Educators at Raleigh NPE conference condemn HB2
Live From Raleigh, North Carolina: NPE’s 3rd Annual National Conference Complete interactive schedule http://bit.ly/20LAehc
RALEIGH
The controversy over the passage of House Bill 2 spread to a public education conference Saturday, where event organizers and speakers called the new law hateful and said it discriminates against the gay community.
About 500 activists from around the country are attending the Network for Public Education’s (NPE) National Conference this weekend at the Raleigh Convention Center. Some groups have canceled events in North Carolina to protest HB2, but NPE printed labels for attendees to hand out saying they won’t return to the state until the law is repealed.
“It’s very late in the day to be making a decision about canceling because all of you would have lost money that you put down for plane fare,” said NPE President Diane Ravitch, an author and education historian. “We thought, you know it takes more courage to be there and to fight against them than to stay home.”
Under HB2, people can use only restrooms and locker room facilities at schools and public agencies that match the gender on their birth certificate. Some schools have been allowing transgender students to use multi-occupancy restrooms and locker rooms of the gender they identify with as opposed to the one on their birth certificate.
“Clearly the majority of North Carolinians support making sure that guys are in the guys’ locker room and girls are in the girls’ locker room and they don’t have to worry about some voyeur thinking they have an opportunity to exploit something in the law,” said state Rep. Nelson Dollar, a Cary Republican who voted for the law.
HB2 also makes it illegal for cities to expand upon state laws regulating workplace discrimination, minimum wage standards and other issues. In some cases it eliminated protections that cities had set for lesbian, gay, bisexual and transgender people.
The law also took away the ability for people to sue in state court over job discrimination.
Amid the backlash of event cancellations and businesses withdrawing expansion plans, Gov. Pat McCrory announced an executive order last week expanding some anti-discrimination provisions. But he is not touching the bathroom language in the law.
The Rev. William Barber, president of the state NAACP, called HB2 anti-children, anti-family and anti-women during his keynote speech at the conference.
“It’s a hate bill, sure,” Barber said. “But it’s a trick. It’s nothing but the politics of Jesse Helms resurrected.”
Barber’s arrival was delayed because he was removed Friday night from a Raleigh-bound flight at Reagan National Airport in Washington, D.C. Airline officials, while not naming Barber, described the incident as a case of a “disruptive passenger.”
The impact of HB2 was also discussed during a panel on how to support transgender students.
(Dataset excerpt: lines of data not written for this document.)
PR #1737, opened 2020-03-12
www/nginx: add NAXSI rule ID to volt 

mimugmail:
and make it searchable.

Did some troubleshooting with customer and it was really easy to disable rules when having the rule numer in place


www/nginx/src/opnsense/mvc/app/views/OPNsense/Nginx/index.volt
```diff
@@ -439,6 +439,7 @@
                 <tr>
                     <th data-column-id="description" data-type="string" data-sortable="true" data-visible="true">{{ lang._('Description') }}</th>
                     <th data-column-id="ruletype" data-type="boolean" data-sortable="true" data-visible="true">{{ lang._('Rule Type') }}</th>
+                    <th data-column-id="identifier" data-type="boolean" data-sortable="true" data-visible="true">{{ lang._('ID') }}</th>
```
fabianfrz: it is an integer: https://github.com/opnsense/plugins/blob/master/www/nginx/src/opnsense/mvc/app/models/OPNsense/Nginx/Nginx.xml#L529

PR #1738, opened 2020-03-12
net/tayga: bugfixes for TUN interface and Tayga IPv6 addresses

maurice-w:
@mimugmail, I found and fixed some minor bugs.
It now works without any manual configuration on the console. And it keeps working after a reboot.
(I have not done any serious stability testing yet. It would be great if someone else could test this, too.)


fichtner:
Merged, thanks! ❤️

PR #1741, opened 2020-03-16
net/wol: add validation message + support for uppercase hex

mfalkvidd:
Took me a while to figure out why the mac address of my computer
wasn't accepted. The added validation message will make it more
clear what's expected.

I have verified that wol will generate identical 'magic' packets
regardless if it is given a mac address with lower, upper or mixed case.


AdSchellevis:
@mfalkvidd looks good, thanks!

PR #7420, opened 2025-03-27
fix(CardTitle): titles over-run boundary for long names w/o breaks

logonoff:
clone of https://github.com/patternfly/react-catalog-view/pull/83 but for CardTitle

fixes https://github.com/patternfly/react-catalog-view/issues/82

before:
image

after:
image

PR #7708, opened 2025-07-31
feat(Button): add focus outline offset

### LINKED ISSUE #6428: Bug - Button - Focus accessibility issue
**Describe the problem**
Focus on the button is difficult to perceive.

https://www.patternfly.org/components/button

**Expected behaviour**
There should be a clear visual focus indicator for all the interactive elements.

**Screenshots**
Before focus:
Screenshot 2024-03-18 at 7 04 00 PM

On Focus:
Screenshot 2024-03-18 at 7 04 31 PM

**What is your environment?**
 - OS: Mac OS Sonoma 14.3
 - Browser: Chrome
 - Version: 122.0.6261.129 (Official Build) (x86_64)

**Any other information?**

kmcfaul:
Closes #6428 

@srambach Is there a particular token we want to use for the outline offset? I looked at other instances of the offset and didn't notice a standard so went with a small value to start.

### DIFF
--- a/src/patternfly/components/Button/button.scss
+++ b/src/patternfly/components/Button/button.scss
@@ -765,7 +765,7 @@
     text-decoration-line: var(--#{$button}--hover--TextDecorationLine);
     text-decoration-style: var(--#{$button}--hover--TextDecorationStyle);
     text-decoration-color: var(--#{$button}--hover--TextDecorationColor);
-    outline-offset: #{pf-size-prem(2px)}; // TODO - update to --pf-t--global--focus-ring--position--offset when tokens are pulled in
+    outline-offset: var(--pf-t--global--focus-ring--position--offset);
   }
 
   &:active,
--- a/src/patternfly/components/Button/button.scss
+++ b/src/patternfly/components/Button/button.scss
@@ -765,6 +765,7 @@
     text-decoration-line: var(--#{$button}--hover--TextDecorationLine);
     text-decoration-style: var(--#{$button}--hover--TextDecorationStyle);
     text-decoration-color: var(--#{$button}--hover--TextDecorationColor);
+    outline-offset: #{pf-size-prem(2px)};
   }
 
   &:active,
--- a/src/patternfly/components/Button/button.scss
+++ b/src/patternfly/components/Button/button.scss
@@ -765,7 +765,7 @@
     text-decoration-line: var(--#{$button}--hover--TextDecorationLine);
     text-decoration-style: var(--#{$button}--hover--TextDecorationStyle);
     text-decoration-color: var(--#{$button}--hover--TextDecorationColor);
-    outline-offset: #{pf-size-prem(2px)};
+    outline-offset: #{pf-size-prem(2px)}; // TODO - update to --pf-t--global--focus-ring--position--offset when tokens are pulled in
   }
 
   &:active,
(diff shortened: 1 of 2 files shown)


mcoker:
@kmcfaul there will be tokens for focus outlines coming next quarter probably, so the manual size you have works for now.

srambach (approved):
This looks good afaict, looking cross-browser, light/dark, etc.

mcoker:
Just poking around for a little bit, the titles in this [card demo](https://pf-pr-7708.surge.sh/components/card#actionable-and-selectable) no longer show well (before and after below) due to an overflow issue. We can try and address these, but there will probably be issues like this that pop up considering how common the button in all kinds of layouts.

Screenshot 2025-08-07 at 7 31 26 PM
Screenshot 2025-08-07 at 7 31 36 PM

@lboehling this moves the focus outline 2px outside of the button component. WDYT? Given the upcoming focus state changes, is the recommendation still to move the outline outside of the button? https://github.com/patternfly/patternfly/issues/6428#issuecomment-2004477957

lboehling:
> Just poking around for a little bit, the titles in this [card demo](https://pf-pr-7708.surge.sh/components/card#actionable-and-selectable) no longer show well (before and after below) due to an overflow issue. We can try and address these, but there will probably be issues like this that pop up considering how common the button in all kinds of layouts.
> 
> Screenshot 2025-08-07 at 7 31 26 PM Screenshot 2025-08-07 at 7 31 36 PM
> @lboehling this moves the focus outline 2px outside of the button component. WDYT? Given the upcoming focus state changes, is the recommendation still to move the outline outside of the button? [#6428 (comment)](https://github.com/patternfly/patternfly/issues/6428#issuecomment-2004477957)

The most recent token update pulled in focus-ring specific design tokens! `--pf-t--global--focus-ring--position--offset` is set to 2px 👍

image
 
 There are also global tokens now  added for focus-ring--width & focus-ring--color too if we wanted to use those. 

 
image
image

mcoker:
@logonoff in https://github.com/patternfly/patternfly/pull/7420, you added `overflow: auto;` to `.pf-v6-c-card__title-text`. That's causing an issue with hiding overflow on the title element. Do you remember why that was needed for that fix? I don't see it in the [catalog view PR](https://github.com/patternfly/react-catalog-view/pull/83) that the fix came from, and AFAIK that isn't needed to break long strings of text using `overflow-wrap`.

If @logonoff can confirm that style isn't needed, @kmcfaul do you mind also removing `overflow: auto` from `__title-text`? https://github.com/patternfly/patternfly/blob/9005060274bc955d4d5b6eabd6568c583eeb0f81/src/patternfly/components/Card/card.scss#L315

That should fix the outline focus outline being cut off in [my comment above](https://github.com/patternfly/patternfly/pull/7708#issuecomment-3166376326).

logonoff:
> If @logonoff can confirm that style isn't needed, @kmcfaul do you mind also removing `overflow: auto` from `__title-text`?

I don't remember why we needed `overflow: auto` for that fix, what I can say though is that without the `overflow: auto` style, the bug still appears to be fixed for regular cards:

image

However during testing I noticed that the issue still appears for actionable/selectable cards (the card become scrollable instead of wrapping):

image

But this bug still occurs even with `overflow: auto`, so I think it's safe to remove :smile_cat:

thatblindgeye (approved):

mcoker (approved):
🚀

lboehling (approved):
🌟

Issue #7711, opened 2025-08-01
Bug - Code block - high contrast border update


mcoker:
https://github.com/patternfly/patternfly/pull/7685

We've since added border-width tokens for HC theme that should be used for static elements - let's update code block's pseudo element borders to a regular border.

Two transgender high school students who were born female but identify as male said they’re more fearful of their safety now that the law has been passed.
Kyle Barnes, 18, a senior at the N.C. School of Science and Mathematics in Durham, said he’s been shoved in men’s restrooms and gotten looks of disapproval in women’s restrooms.
“Very recently I have had a large influx of really, really, really negative attention about who I am as a person and that definitely has a really large emotional toll,” Barnes said.
Jasper Christie, 16, a sophomore at the J.D. Clement Early High School College in Durham, said he always feels vulnerable in public bathrooms. He said he needs to have a “bathroom buddy” for his safety.
“I basically just can’t go to the bathroom alone anymore, and I have to be careful of other students who are a threat to me,” Christie said.